“The world’s largest exporter of oil is consuming so much energy at home that its ability to play a stabilizing role in world oil markets is at stake. Saudi Arabia’s demand for its own oil and gas is growing at around seven percent per year. At this rate of growth, national consumption will have doubled in a decade. On a ‘business as usual’ projection, this would jeopardize the country’s ability to export to global markets. Given its dependence on oil export revenues, the inability to expand exports would have a dramatic effect on the economy and the government’s ability to spend on domestic welfare and services”. To put it in laymen terms: We are going bankrupt, lest we do something about it.
Reading through the above opening paragraph of a recent study (December 2011) published by Chatham House titled “Burning Oil to Keep Cool: The Hidden Energy Crisis in Saudi Arabia”, I could not help but predict what was about to unfold. You see, for a long time now, forty odd years or more — my country Saudi Arabia was, and still is fully aware of its competitive “dis” advantage: Oil. Whereas once upon a time, the discovery of oil was our national savior and our single source for prosperity, today, and after several failed attempts from our five year national development plans to diversify our economy from, Oil has tragically become our most feared nightmare.

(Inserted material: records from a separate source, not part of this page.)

PR #194, opened 2021-02-05
Display memory size in units based on powers of 2

andreasfelix:
It might be a good idea to display the memory size using [prefixes based on the power of 2](https://en.wikipedia.org/wiki/Binary_prefix) instead of using SI prefixes, as these are the units most manufacturers use to specify RAM sizes.

This might also help to clear up some confusion: For example, my system has 16 GiB RAM and the hardware info displays 16.6 GB - which is technically correct - but not everyone may be aware that 1 GiB > 1 GB.

This would also be more in line with other programs, which also use the binary prefixes to display RAM sizes like gnome-control-center, htop, neofetch, etc.


cassidyjames:
Hm, on my laptop advertised with 16 GB of RAM, this branch shows `15.3 GiB memory` while master shows `16.4 GB memory`. I'm not sure which is _better_, per-say, but I still wonder if rounding to the nearest GB would match what most people expect.

andreasfelix:
To my (limited) understanding there are two reason the RAM size is not a round number:

1. `1 GiB = 1 <<  30 B` and `1 GB = 10^9 B` => `(1 << 30) / (10 ** 9) = 1.0737` => displaying a round number of `GiBs` in `GBs` will result in a 7% larger non-round number.
2. As far as I know, onboard-GPUs share the memory with the CPU => leads to a smaller number because some memory is used by the GPU.

This branch only "fixes" 1.

andreasfelix:
Even if you decide it is a good idea to round the number, you should round using the binary prefixes. Otherwise you will also get confusing results:

```
>>> for size in 4, 8, 16, 32, 64:
...    f"Real size: {size:2} GiB - Displayed: {ceil(size * 1.07)} GB"
... 
'Real size:  4 GiB - Displayed: 5 GB'
'Real size:  8 GiB - Displayed: 9 GB'
'Real size: 16 GiB - Displayed: 18 GB'
'Real size: 32 GiB - Displayed: 35 GB'
'Real size: 64 GiB - Displayed: 69 GB'

```

davidmhewitt:
Yes, it would be correct to use IEC units here, I think. 

RAM modules are sold and measured in GiB, so we should display using the same units. As @andreasfelix says, the current units we're using will look more wrong with higher amounts of RAM.

As for the discrepancy of amounts, I believe GLibTop is giving us the amount of memory reported by the kernel, which excludes any amounts reserved by the kernel itself or any GPUs or other hardware. Rounding may work as a solution to try and get closer to the actual installed hardware amount, but we'd have to be careful about how it was done to ensure we didn't make it worse.

It's worth noting that if we merge this, it'll be identical to how GNOME Control Center works and will display the exact same amount. So there's precedent for showing this amount of RAM on other linux distros, even if it can be slightly less than the hardware total sometimes.

davidmhewitt (approved):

The root of this problem lays in the fact that we have taken this natural God-given resource for granted. Instead of using oil to build our nation, we have made ourselves slave to it. According to some of the key insights showed in the report, Saudi Arabia’s annual energy consumption is growing at double the rate of GDP growth. With high population growth and planned industrial development, growth in power demand will remain high under current policy conditions. The premise suggested by the report is that the longer the problem of low prices is allowed to continue unchecked, the harder it will be for Saudi Arabia to solve. This is evident in other countries that have a long history of holding prices low — Iran, Mexico and Nigeria, for example.

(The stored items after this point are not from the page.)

Issue #193, opened 2021-02-04
Firmware: show devices without releases


cassidyjames:
## Problem

If I have supported devices but no releases for some reason (like unreachable fwupd servers), we don't currently show any devices. This can lead the user to believe no devices support firmware updates.

## Proposal

Instead, we should show all fwupd-enabled devices even if they don't have releases. We could show "No updates" instead of "Up to date" for the device if we want to be more precise.

## Prior Art

GNOME Firmware shows devices even without releases.

![Screenshot from 2021-02-04 13-51-22@2x](https://user-images.githubusercontent.com/611168/106953829-18d92400-66f0-11eb-9548-38ea9ec9da49.png)

cassidyjames:
@meisenzahl mentioned we could split this up with headings like we do in AppCenter with "Updates" and "Up to Date"

PR #195, opened 2021-02-05
Show devices without releases

meisenzahl:
Closes https://github.com/elementary/switchboard-plug-about/issues/193


meisenzahl:
Simplest solution without splitting items.

Bildschirmfoto von 2021-02-05 19 18 10

hanaral:
You might want to put those 'up to date' labels inside insensitive buttons, for visual consistency with the fact that the button UI elements are extrusions from the panel that can't just disappear. It also makes is consistent with other similar menus like Bluetooth or Network.

meisenzahl:
@hanaral thanks for your input. I already changed the behavior in https://github.com/elementary/switchboard-plug-about/pull/182

meisenzahl:
Split up with headings

Bildschirmfoto von 2021-02-05 19 42 45

Have to test some corner cases

cassidyjames:
@meisenzahl I think if we have headings, we don't need the individual labels here. It is redundant and would be cleaner without—plus it would make the action of updating firmware stand out even more.

cassidyjames:
@meisenzahl idk if you're still actively working on this, but as of the latest commit it looks like I've lost the "Up to Date" heading for my device that's up to date. :smile:

meisenzahl:
@cassidyjames I'm still tackling some issues as you might see 😛

Bildschirmfoto von 2021-02-05 21 04 20

src/Widgets/FirmwareHeaderRow.vala
```diff
@@ -0,0 +1,38 @@
...
+
+    public FirmwareHeaderRow.updatable (uint num_updates) {
+        Object (
+            label: ngettext ("%u Update Available", "%u Updates Available", num_updates).printf (num_updates)
+        );
+    }
+
+    public FirmwareHeaderRow.up_to_date () {
+        Object (label: _("Up to Date"));
+    }
```
danrabbit, line 37: This seems kind of overkill when it's pretty easy to do:
```
var updateable_header = new FirmwareHeaderRow (
    ngettext ("%u Update Available", "%u Updates Available", num_updates).printf (num_updates)
);
```
and
```
var updated_header = new FirmwareHeaderRow (_("Up to Date"));
```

The report begins by highlighting what it believes to be the burning issues at stake for us here in Saudi Arabia. According to Chatham House simulations and based on current local Saudi energy consumption rates and prices, if we continue with our business as usual polices that have given us free access to energy consumption, our ability to export Oil will significantly be limited within the next decade — a fact that will trigger severe consequences domestically since eighty percent of our national budgets depend on oil revenues — Hence our spare production capacity, will be reduced, which in turn will create greater volatility in the world oil markets, and more importantly socio-economic unrest at home.

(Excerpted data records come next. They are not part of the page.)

PR #198, opened 2021-02-05
FirmwareView: Use native sort and header func

danrabbit:
Also make rows cache their own updatable state since they already check this when showing the update button

### DIFF
--- a/src/Views/FirmwareView.vala
+++ b/src/Views/FirmwareView.vala
@@ -60,6 +60,8 @@ public class About.FirmwareView : Gtk.Stack {
             selection_mode = Gtk.SelectionMode.SINGLE
         };
         update_list.set_placeholder (no_devices_alert_view);
+        update_list.set_sort_func ((Gtk.ListBoxSortFunc) sort_func);
+        update_list.set_header_func ((Gtk.ListBoxUpdateHeaderFunc) header_func);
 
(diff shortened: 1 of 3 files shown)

Next, the report discusses how current Saudi energy policies for cheap domestic oil have not only created a culture of irresponsible consumer habits but it has also given birth to a consequent social contract between government and the people, meaning that if this so called business as usual policy is not altered, it will be almost impossible for Saudi Arabia to reverse these negative trends when hard times demand it — A reality that is hitting home sooner than later.
And finally the report shows that despite the fact that Saudi Arabia is a signatory of the UN’s Agenda 21 that commits nations to develop proactive policies to address unsustainable patterns of consumption, including energy, Saudi Arabia has another challenge as it does not have an overarching policy on energy consumption or any inefficient fossil fuel subsidies… a fact that hinders the process of any wishful reform.
Simply put, what the report suggests is that the option of resorting to alternative energies is not a solution for the above predicament, for it only sustains bad consumption habits; instead, the real solution lies in the need to create policies that gradually increase energy prices so that good consumer behavior patterns emerge. Altering energy prices is not only feasible but also successful and the report concludes with examples of some best practices worthy of reading.